The source document for this Digest states:

Would additional protection be provided by setting standards for more than one averaging period for NO2?

Answer:

With regard to protection against acute health effects, either the peak-hour average or 24hr (daily) average NO2 concentrations can be used as a measure of direct short-term exposure, since they are highly correlated in urban areas. Having a longer-term guideline value is also supported by the evidence on possible direct effects of NO2, and on its indirect consequences through the formation of secondary pollutants.

Rationale:

The limited data on short-term responses to controlled NO2 exposures in chamber studies does not provide any guidance on the relevant averaging time for the physiological responses on the scale of hours to days.

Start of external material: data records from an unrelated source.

PR #205, opened 2023-09-13
Scrollable modals

nop33:
- Every `ModalContent` is now an instance of `ScrollView` (from gesture handler)
- A new component called `ModalFlatListContent` can be used instead of `ModalContent` for rendering modals that include a `FlatList` (also from gesture handler)
- Unless the `maximisedContent` or the `customMinHeight` prop is set, the `BottomModal` will take the height of its contents.

~~This doesn't work well for minimized modals. Needs investigation.~~ It does!

### DIFF
--- a/src/components/layout/ModalContent.tsx
+++ b/src/components/layout/ModalContent.tsx
@@ -17,33 +17,35 @@ along with the library. If not, see <http://www.gnu.org/licenses/>.
 */
 
 import { ReactNode } from 'react'
-import { ViewProps } from 'react-native'
+import { FlatListProps, ScrollViewProps } from 'react-native'
+import { FlatList as GHFlatList, ScrollView as GHScrollView } from 'react-native-gesture-handler'
 import { useSafeAreaInsets } from 'react-native-safe-area-context'
-import styled from 'styled-components/native'
 
 import Screen, { ScreenProps } from '~/components/layout/Screen'
 import ScrollSection, { ScrollSectionProps } from '~/components/layout/ScrollSection'
 import { VERTICAL_GAP } from '~/style/globalStyle'
 
-export interface ModalContentProps extends ViewProps {
-  onLayout: ViewProps['onLayout']
+interface ModalContentBaseProps {
   onClose?: () => void
   isScrollable?: boolean
   children?: ReactNode
   verticalGap?: number | boolean
-  fill?: boolean
 }
 
-export const ModalContent = ({ children, verticalGap, fill, ...props }: ModalContentProps) => (
-  <ModalContentStyled
-    {...props}
-    style={{
-      gap: verticalGap ? (typeof verticalGap === 'number' ? verticalGap || 0 : VERTICAL_GAP) : 0,
-      flex: fill ? 1 : undefined
-    }}
-  >
+export interface ModalContentProps extends ModalContentBaseProps, ScrollViewProps {}
+
+export interface ModalFlatListContentProps<T> extends ModalContentBaseProps, FlatListProps<T> {}
+
+export const ModalContent = ({ children, verticalGap, ...props }: ModalContentProps) => (
+  <GHScrollView {...getDefaultProps({ verticalGap })} {...props}>
     {children}
-  </ModalContentStyled>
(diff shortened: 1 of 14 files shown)


src/components/layout/ModalContent.tsx
```diff
@@ -66,7 +68,15 @@ export const ScrollModal = ({ children, style, ...props }: ScrollSectionProps) =
   )
 }
 
-const ModalContentStyled = styled.View`
-  padding-top: 10px;
-  padding-bottom: 10px;
-`
+const getDefaultProps = ({ verticalGap, contentContainerStyle }: ModalContentProps) => ({
```
mvaivre, line 71: Nit: the `contentContainerStyle` properties isn't used in this file (only `verticalGap? is passed to `getDefaultProps`). You wanted to keep it for potential future use?

nop33: It is being used in line 80!

nop33: ah sorry, my bad

nop33: Updated! 😅

mvaivre:
A couple of things I'm noticing:
- I still don't have any closing animation when selecting an address or a contact in the Destination screen (not a huge deal). After closing, I don't see any opening animation either.
- I notice a jump down when swiping the Transaction modal up to expand. As if it first quickly wants to minimise before expanding. When swiping down to minimise, it's the contrary. It seems to first expand then minimize.
- The transaction modal lacks the vertical gap (margin below title)
- There's a right margin next to the address selection modal opened from the AddressesScreen. 

Other than this it works well. One last suggestion: we could maybe stop using `maximisedContent` for the currency and network settings in the Settings modal. WDYT?

nop33:
> I still don't have any closing animation when selecting an address or a contact in the Destination screen (not a huge deal). After closing, I don't see any opening animation either.

Fixed ✅ 

> The transaction modal lacks the vertical gap (margin below title)

Fixed ✅ 

> There's a right margin next to the address selection modal opened from the AddressesScreen.

Fixed ✅ 

> One last suggestion: we could maybe stop using maximisedContent for the currency and network settings in the Settings modal.

Done ✅ 

> I notice a jump down when swiping the Transaction modal up to expand. As if it first quickly wants to minimise before expanding. When swiping down to minimise, it's the contrary. It seems to first expand then minimize.

This bug already exists in the base branch (you can test it by setting a `customMinHeight={600}` to the Transaction modal. I think I know what the reason is:

This is the code of handling the layout change of the modal:

```ts
Gesture.Pan()
        .onStart((e) => {
          offsetY.value = modalHeight.value
        })
        .onChange((e) => {
          if (position.value !== 'closing') {
            modalHeight.value = offsetY.value + e.translationY
          }
        })
        .onEnd(() => {
          const shouldMinimise = position.value === 'maximised' && -modalHeight.value < dimensions.height - DRAG_BUFFER

          const shouldMaximise =
            canMaximize.value && position.value === 'minimised' && -modalHeight.value > minHeight.value + DRAG_BUFFER

          const shouldClose =
            ['minimised', 'closing'].includes(position.value) && -modalHeight.value < minHeight.value - DRAG_BUFFER

          if (shouldMaximise) {
            handleMaximize()
          } else if (shouldMinimise) {
            scrollableContent ? handleClose() : handleMinimize()
          } else if (shouldClose) {
            handleClose()
          } else {
            modalHeight.value =
              position.value === 'maximised'
                ? withSpring(-maxHeight, springConfig)
                : withSpring(-minHeight.value, springConfig)
          }
        }),
```

When the user lifts their finger the `onEnd` gets triggered. However, until the code of `onEnd` runs to decide what should happen (maximization, minimization, etc), for a split of a second the modal tries to bring itself back to its previous position, but then one of the `handleMaximize`, `handleMinimize` gets called. The solution I think is that the decision for maximizing/minimizing should be taken in the `onChange` callback and not in the `onEnd`. The `onEnd` should only apply the decision. WDYT?

mvaivre (approved):
That's perfect. Let's merge this!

However, this is a less important issue in terms of a guideline because of the high correlation of hourly maximum with daily average values.

In terms of the long-term effects of NO2 and/or the secondary pollutants that result from the presence of NO2 in the ambient air, maintaining an annual NO2 WHO guideline value is most appropriate. Effective implementation of an annual NO2 guideline, especially at or near the current level, would necessitate reductions in ambient NO2 concentrations in highly populated regions in Europe. Such reductions in NO2 can be expected to reduce the secondary pollutant concentrations as well.

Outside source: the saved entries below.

PR #207, opened 2023-09-14
Use scaled down left and right components in compact header

mvaivre:
I tried multiple implementations, but that's the easiest, lightest & most practical I came with.
This doesn't allow for customisation, but it works for now IMO. WDYT?


nop33 (approved):
Works well

PR #209, opened 2023-09-15
Fix jump when expanding/minimizing

mvaivre:


mvaivre:
@nop33 In the end it was just an issue of non-animated padding change. Going ahead and merging in order to clean things up.

PR #210, opened 2023-09-17
Header tap scroll top

mvaivre:


src/contexts/ScrollContext.tsx
```diff
@@ -16,26 +16,31 @@ You should have received a copy of the GNU Lesser General Public License
...
 
+type ScrollableView = ScrollView | FlatList
+
+export type ScrollDirection = 'up' | 'down' | null
+export type ScrollableViewRef = RefObject<ScrollView> | RefObject<FlatList>
+
 interface ScrollContextValue {
   scrollY?: SharedValue<number>
   scrollDirection?: SharedValue<ScrollDirection>
+  activeScreenRef?: MutableRefObject<ScrollableView | null>
```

Source & ©: WHO Regional Office for Europe  "Health Aspects of Air Pollution" (2003), Chapter 7 Nitrogen dioxide, Section 7.2 Answers and rationales, Question 12

4.3 Is there new scientific evidence to justify reconsideration of the current WHO Guidelines for NO2?

The source document for this Digest states:

Answer:

The current WHO guideline values for NO2 are a 1-hour level of 200 µg/m3 and an annual average of 40 µg/m3. Since the previous review, only a small number of additional human exposure studies have been carried out. These do not support the need to change the 1-hour guideline value. With regard to the annual average, there have been some new epidemiological studies reporting associations of longer-term exposure with lung function and respiratory symptoms. The former group that proposed the annual guideline value of 40 µg/m3 acknowledged that “although there is no particular set of studies that clearly support the selection of a specific numerical value for an annual average guideline the database nevertheless indicates a need to protect the public from chronic nitrogen dioxide exposures”. Because of a lack of evidence, the former group selected a value from a prior WHO review. The new evidence does not provide sufficient information to justify a change in the guideline value. Given the role of NO2 as a precursor of other pollutants and as a marker of traffic related pollution, there should be public health benefits from meeting the current guidelines. Thus the present working group did not find sufficient evidence to reconsider the current 1-hour and annual WHO guidelines for NO2.

Rationale:

Ambient air NO2 is in large part derived from the oxidation of NO, the major source of which is combustion emissions, mainly from vehicles. NO2 is therefore a clear indicator for road traffic. NO2 is also subject to extensive further atmospheric transformations that lead to the formation of O3 and other strong oxidants that participate in the conversion of NO2 to nitric acid and SO2 to sulphuric acid and subsequent conversions to their ammonium neutralization salts. Thus, through the photochemical reactions sequence initiated by solar-radiation-induced activation of NO2, the newly generated pollutants formed are an important source of nitrate, sulphate and organic aerosols that can contribute significantly to total PM10 or PM2.5 mass. For these reasons, NO2 is a key precursor for a range of secondary pollutants whose effects on human health are well documented.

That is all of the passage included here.